PR #308, opened 2020-07-25
Fixing Writing to Static Fields in Decider Action priorities

aditjind:
*Issue #:* #288 #289 

*Description of changes:* Fixing Writing to Static Fields in Decider Action priorities

*Tests:*

### DIFF
--- a/src/main/java/com/amazon/opendistro/elasticsearch/performanceanalyzer/decisionmaker/deciders/QueueHealthDecider.java
+++ b/src/main/java/com/amazon/opendistro/elasticsearch/performanceanalyzer/decisionmaker/deciders/QueueHealthDecider.java
@@ -36,14 +36,13 @@ public class QueueHealthDecider extends Decider {
   public static final String NAME = "queue_health";
 
   private QueueRejectionClusterRca queueRejectionRca;
-  List<String> actionsByUserPriority = new ArrayList<>();
+  List<String> actionsByUserPriority = null;
   private int counter = 0;
 
   public QueueHealthDecider(long evalIntervalSeconds, int decisionFrequency, QueueRejectionClusterRca queueRejectionClusterRca) {
     // TODO: Also consume NodeConfigurationRca
     super(evalIntervalSeconds, decisionFrequency);
     this.queueRejectionRca = queueRejectionClusterRca;
-    configureActionPriority();
   }
 
   @Override
@@ -79,8 +78,8 @@ public class QueueHealthDecider extends Decider {
     return decision;
   }
 
-  private void configureActionPriority() {
-    actionsByUserPriority = DeciderActionPriorityReader.getActionPriorityOrder(name());
+  public void configureActionPriority(ArrayList<String> priority) {
+    actionsByUserPriority = priority;
   }
 
   /**
--- a/src/main/java/com/amazon/opendistro/elasticsearch/performanceanalyzer/rca/store/ElasticSearchAnalysisGraph.java
+++ b/src/main/java/com/amazon/opendistro/elasticsearch/performanceanalyzer/rca/store/ElasticSearchAnalysisGraph.java
@@ -15,12 +15,14 @@
 
 package com.amazon.opendistro.elasticsearch.performanceanalyzer.rca.store;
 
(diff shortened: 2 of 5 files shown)


src/main/java/com/amazon/opendistro/elasticsearch/performanceanalyzer/rca/store/ElasticSearchAnalysisGraph.java
```diff
@@ -175,10 +177,16 @@ public void construct() {
...
+    DeciderActionPriorityReader reader = new DeciderActionPriorityReader(DECIDER_ACTION_PRIORITIES_PATH);
+    reader.updateDeciderActionPriorityOrder();
+
     // Queue Health Decider
-    QueueHealthDecider queueHealthDecider = new QueueHealthDecider(EVALUATION_INTERVAL_SECONDS, 12, queueRejectionClusterRca);
+    QueueHealthDecider queueHealthDecider = new QueueHealthDecider(EVALUATION_INTERVAL_SECONDS, 12,
+            queueRejectionClusterRca);
     queueHealthDecider.addTag(TAG_LOCUS, LOCUS_MASTER_NODE);
     queueHealthDecider.addAllUpstreams(Collections.singletonList(queueRejectionClusterRca));
+    queueHealthDecider.configureActionPriority(reader.getActionPriorityOrder(queueHealthDecider.name()));
```
vigyasharma, line 189: *Ideally*, I think `deciders` should have control of when/how their action priorities are populated. As such, the priority config reader should just be passed to each decider, to use as they see fit. In this current form, it also makes it harder to refactor/split creation of these deciders, which I feel is a bigger problem. DI (Guice) can probably help here but I'm happy to consider other ideas around this too.

Also, since currently the yml is read during decider creation, it will never get refreshed without a process restart, right? This *may* be okay, although it is better if we can write it in a way that doesn't close the doors on refreshing config w/o process restarts. Right now (and in foreseeable future) we are not doing anything in deciders that should need a process restart (like opening/closing resources that need to be purged/changed).

aditjind: Deciders can have control on when specific priorities to them are populated from the in-memory population of all the priorities. I don't know of a way (if one exists) where we can read specific chunks of the same config from different parts. If the way doesn't exist then we will need to have a way to periodically refresh the whole config or give the refreshing flexibility to decider for each decider specific config. The solution here can be to split the config into different decider files altogether and have an interface implementation of the reader. But having an interface for just reading the config from a file seems like an overkill. 

The problem with the initial implementation was that the static values (the file path and the config) were being updated from a non static context (constructors). This is not a good code practice and failed the SpotBugs build. This PR has been raised as an extension to the original one.

src/main/java/com/amazon/opendistro/elasticsearch/performanceanalyzer/decisionmaker/deciders/QueueHealthDecider.java
```diff
@@ -36,14 +36,13 @@
...
   private QueueRejectionClusterRca queueRejectionRca;
-  List<String> actionsByUserPriority = new ArrayList<>();
+  List<String> actionsByUserPriority = null;
   private int counter = 0;
 
   public QueueHealthDecider(long evalIntervalSeconds, int decisionFrequency, QueueRejectionClusterRca queueRejectionClusterRca) {
     // TODO: Also consume NodeConfigurationRca
     super(evalIntervalSeconds, decisionFrequency);
     this.queueRejectionRca = queueRejectionClusterRca;
-    configureActionPriority();
```
sidheart, line 46: Shouldn't this be replaced by a call to configureActionPriority(DeciderActionPriorityReader.getActionPriorityOrder(name()))?

src/main/java/com/amazon/opendistro/elasticsearch/performanceanalyzer/rca/store/ElasticSearchAnalysisGraph.java
vigyasharma: Deciders don't need to read from offsets in the yml, they can get the entire configuration hashmap and pick values relevant to them. What I meant was that we should decouple instantiation of deciders from setting action priorities for deciders.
● ● ●
### What you have to do:
What you write must match the records above exactly, line for line.

### Exercise solution:
PR #308, opened 2020-07-25
Fixing Writing to Static Fields in Decider Action priorities

aditjind:
*Issue #:* #288 #289 

*Description of changes:* Fixing Writing to Static Fields in Decider Action priorities

*Tests:*

### DIFF
--- a/src/main/java/com/amazon/opendistro/elasticsearch/performanceanalyzer/decisionmaker/deciders/QueueHealthDecider.java
+++ b/src/main/java/com/amazon/opendistro/elasticsearch/performanceanalyzer/decisionmaker/deciders/QueueHealthDecider.java
@@ -36,14 +36,13 @@ public class QueueHealthDecider extends Decider {
   public static final String NAME = "queue_health";
 
   private QueueRejectionClusterRca queueRejectionRca;
-  List<String> actionsByUserPriority = new ArrayList<>();
+  List<String> actionsByUserPriority = null;
   private int counter = 0;
 
   public QueueHealthDecider(long evalIntervalSeconds, int decisionFrequency, QueueRejectionClusterRca queueRejectionClusterRca) {
     // TODO: Also consume NodeConfigurationRca
     super(evalIntervalSeconds, decisionFrequency);
     this.queueRejectionRca = queueRejectionClusterRca;
-    configureActionPriority();
   }
 
   @Override
@@ -79,8 +78,8 @@ public class QueueHealthDecider extends Decider {
     return decision;
   }
 
-  private void configureActionPriority() {
-    actionsByUserPriority = DeciderActionPriorityReader.getActionPriorityOrder(name());
+  public void configureActionPriority(ArrayList<String> priority) {
+    actionsByUserPriority = priority;
   }
 
   /**
--- a/src/main/java/com/amazon/opendistro/elasticsearch/performanceanalyzer/rca/store/ElasticSearchAnalysisGraph.java
+++ b/src/main/java/com/amazon/opendistro/elasticsearch/performanceanalyzer/rca/store/ElasticSearchAnalysisGraph.java
@@ -15,12 +15,14 @@
 
 package com.amazon.opendistro.elasticsearch.performanceanalyzer.rca.store;
 
(diff shortened: 2 of 5 files shown)


src/main/java/com/amazon/opendistro/elasticsearch/performanceanalyzer/rca/store/ElasticSearchAnalysisGraph.java
```diff
@@ -175,10 +177,16 @@ public void construct() {
...
+    DeciderActionPriorityReader reader = new DeciderActionPriorityReader(DECIDER_ACTION_PRIORITIES_PATH);
+    reader.updateDeciderActionPriorityOrder();
+
     // Queue Health Decider
-    QueueHealthDecider queueHealthDecider = new QueueHealthDecider(EVALUATION_INTERVAL_SECONDS, 12, queueRejectionClusterRca);
+    QueueHealthDecider queueHealthDecider = new QueueHealthDecider(EVALUATION_INTERVAL_SECONDS, 12,
+            queueRejectionClusterRca);
     queueHealthDecider.addTag(TAG_LOCUS, LOCUS_MASTER_NODE);
     queueHealthDecider.addAllUpstreams(Collections.singletonList(queueRejectionClusterRca));
+    queueHealthDecider.configureActionPriority(reader.getActionPriorityOrder(queueHealthDecider.name()));
```
vigyasharma, line 189: *Ideally*, I think `deciders` should have control of when/how their action priorities are populated. As such, the priority config reader should just be passed to each decider, to use as they see fit. In this current form, it also makes it harder to refactor/split creation of these deciders, which I feel is a bigger problem. DI (Guice) can probably help here but I'm happy to consider other ideas around this too.

Also, since currently the yml is read during decider creation, it will never get refreshed without a process restart, right? This *may* be okay, although it is better if we can write it in a way that doesn't close the doors on refreshing config w/o process restarts. Right now (and in foreseeable future) we are not doing anything in deciders that should need a process restart (like opening/closing resources that need to be purged/changed).

aditjind: Deciders can have control on when specific priorities to them are populated from the in-memory population of all the priorities. I don't know of a way (if one exists) where we can read specific chunks of the same config from different parts. If the way doesn't exist then we will need to have a way to periodically refresh the whole config or give the refreshing flexibility to decider for each decider specific config. The solution here can be to split the config into different decider files altogether and have an interface implementation of the reader. But having an interface for just reading the config from a file seems like an overkill. 

The problem with the initial implementation was that the static values (the file path and the config) were being updated from a non static context (constructors). This is not a good code practice and failed the SpotBugs build. This PR has been raised as an extension to the original one.

src/main/java/com/amazon/opendistro/elasticsearch/performanceanalyzer/decisionmaker/deciders/QueueHealthDecider.java
```diff
@@ -36,14 +36,13 @@
...
   private QueueRejectionClusterRca queueRejectionRca;
-  List<String> actionsByUserPriority = new ArrayList<>();
+  List<String> actionsByUserPriority = null;
   private int counter = 0;
 
   public QueueHealthDecider(long evalIntervalSeconds, int decisionFrequency, QueueRejectionClusterRca queueRejectionClusterRca) {
     // TODO: Also consume NodeConfigurationRca
     super(evalIntervalSeconds, decisionFrequency);
     this.queueRejectionRca = queueRejectionClusterRca;
-    configureActionPriority();
```
sidheart, line 46: Shouldn't this be replaced by a call to configureActionPriority(DeciderActionPriorityReader.getActionPriorityOrder(name()))?

src/main/java/com/amazon/opendistro/elasticsearch/performanceanalyzer/rca/store/ElasticSearchAnalysisGraph.java
vigyasharma: Deciders don't need to read from offsets in the yml, they can get the entire configuration hashmap and pick values relevant to them. What I meant was that we should decouple instantiation of deciders from setting action priorities for deciders.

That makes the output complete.